Selected Mary Parker Follett Quotations
• To free the energies of the human spirit is the high potentiality of all human association.
• The group process contains the secret of collective life, it is the key to democracy, it is the master lesson for every individual to learn, it is our chief hope or the political, the social, the international life of the future.
• The study of human relations in business and the study of the technology of operating are bound up together.
• We can never wholly separate the human from the mechanical side.
• It seems to me that whereas power usually means power-over, the power of some person or group over some other person or group, it is possible to develop the conception of power-with, a jointly developed power, a co-active, not a coercive power.
• Coercive power is the curse of the universe; coactive power, the enrichment and advancement of every human soul.
• I do not think we shall ever get rid of power-over; I do think we should try to reduce it.
• I do not think that power can be delegated because I believe that genuine power is capacity.
• Do we not see now that while there are many ways of gaining an external, an arbitrary power —- through brute strength, through manipulation, through diplomacy —- genuine power is always that which inheres in the situation?
• Power is not a pre-existing thing which can be handed out to someone, or wrenched from someone.
• In social relations power is a centripedial self-developing. Power is the legitimate, the inevitable, outcome of the life-process. We can always test the validity of power by asking whether it is integral to the process or outside the process.
• [T]he aim of every form of organization, should be not to share power, but to increase power, to seek the methods by which power can be increased in all.
• A genuine interweaving or interpenetrating by changing both sides creates new situations.
• We should never allow ourselves to be bullied by "either-or." There is often the possibility of something better than either of two given alternatives.
• Individuality is the capacity for union. The measure of individuality is the depth and breath of true relation. I am an individual not as far as I am apart, but as far as I am a part of other men. Evil is nonrelation.
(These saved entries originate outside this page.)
PR #100, opened 2016-08-25
[IMP] attachment_preview: improve performance for large files with filenames

tremlin:
This PR rewrites `get_binary_extension` so that it uses a first pass to determine the extension from the filename only whenever possible. This avoids to load big files into memory if only the filename is needed.

### DIFF
--- a/attachment_preview/model/ir_attachment.py
+++ b/attachment_preview/model/ir_attachment.py
@@ -61,8 +61,13 @@ class IrAttachment(Model):
                     hasattr(magic, 'MAGIC_MIME_TYPE') and
                     magic.MAGIC_MIME_TYPE or magic.MAGIC_MIME)
                 ms.load()
-                mimetype = ms.buffer(
-                    base64.b64decode(this[binary_field]))
+                if model == self._name and binary_field == 'datas'\
+                        and this.store_fname:
+                    mimetype = ms.file(
+                        this._full_path(cr, uid, this.store_fname))
+                else:
+                    mimetype = ms.buffer(
+                        base64.b64decode(this[binary_field]))
             except ImportError:
                 (mimetype, encoding) = mimetypes.guess_type(
                     'data:;base64,' + this[binary_field], strict=False)
--- a/attachment_preview/model/ir_attachment.py
+++ b/attachment_preview/model/ir_attachment.py
@@ -32,35 +32,45 @@ class IrAttachment(Model):
             self, cr, uid, model, ids, binary_field, filename_field=None,
             context=None):
         result = {}
-        for this in self.pool[model].browse(
-                cr, uid,
-                ids if isinstance(ids, collections.Iterable) else [ids],
-                context=context):
-            if not this.id:
-                result[this.id] = False
-                continue
-            extension = ''
-            if filename_field and this[filename_field]:
-                filename, extension = os.path.splitext(this[filename_field])
-            if not this[binary_field]:
-                result[this.id] = False
-                continue
-            if not extension:
-                try:
-                    import magic
-                    ms = magic.open(
-                        hasattr(magic, 'MAGIC_MIME_TYPE') and
-                        magic.MAGIC_MIME_TYPE or magic.MAGIC_MIME)
-                    ms.load()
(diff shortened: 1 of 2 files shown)


pedrobaeza:
Are you sure magic reads whole file? AFAIK, it only reads first bytes.

tremlin:
Magic usually reads only a few bytes, however not always at the beginning (http://linux.die.net/man/5/magic). The core problem is not really with magic but with Odoo, which provides AFAIK no fast random file access.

• We cannot, however, mould our lives each by himself; but within every individual is the power of joining himself fundamentally and vitally to other lives, and out of this vital union comes the creative power. Revelation, if we want it to be continuous, must be through the community bond. No individual can change the disorder and iniquity of this world. No chaotic mass of men and women can do it. Conscious group creation is to be the social and political force of the future.
• We do not need to swing forever between the individual and the group. We must devise some method of using both at the same time. Our present method is right so far as it is based on individuals, but we have not yet found the true individual. The groups are the indispensable means for the discovery of self by each man. The individual finds himself in a group; he has no power alone or in a crowd. One group creates me, another group brings into appearance the multiple sides of me.
• We find the true man only through group organization. The potentialities of the individual remain potentialities until they are released by group life. Man discovers his true nature, gains his true freedom only through the group.